To do ▸ Please give an exact transcription of the lines below, from the one that contains "This project is" to the very last, with no other lines.

Data to use ▸
*** Block opens ***
PR #261, opened 2022-02-17
Increase numpy version

ctittel:
The older numpy versions that were in setup.py failed to install on both systems I tested it on (Ubuntu 20.04 and EndeavourOS).
I bumped the numpy version much higher and now it works.

(This shouldn't affect the tests but some tests failed, maybe because of changes with Python's abstract class module)

### DIFF
--- a/setup.py
+++ b/setup.py
@@ -25,7 +25,7 @@ config = {
     'entry_points': {
         'console_scripts': ['worldengine=worldengine.cli.main:main'],
     },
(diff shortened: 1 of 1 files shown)


ftomassetti:
This project is currently unmaintained. We are looking for volunteers to maintaining it

akaszynski:
@ftomassetti, please ping me regarding maintenance. I have a small amount of time to spare to keep this up-to-date.

ftomassetti:
@akaszynski if @psi29a agrees we could then make you the maintainer of the project

psi29a:
Already done in #261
*** Block closes ***
Your solution ▸
This project is currently unmaintained. We are looking for volunteers to maintaining it

akaszynski:
@ftomassetti, please ping me regarding maintenance. I have a small amount of time to spare to keep this up-to-date.

ftomassetti:
@akaszynski if @psi29a agrees we could then make you the maintainer of the project

psi29a:
Already done in #261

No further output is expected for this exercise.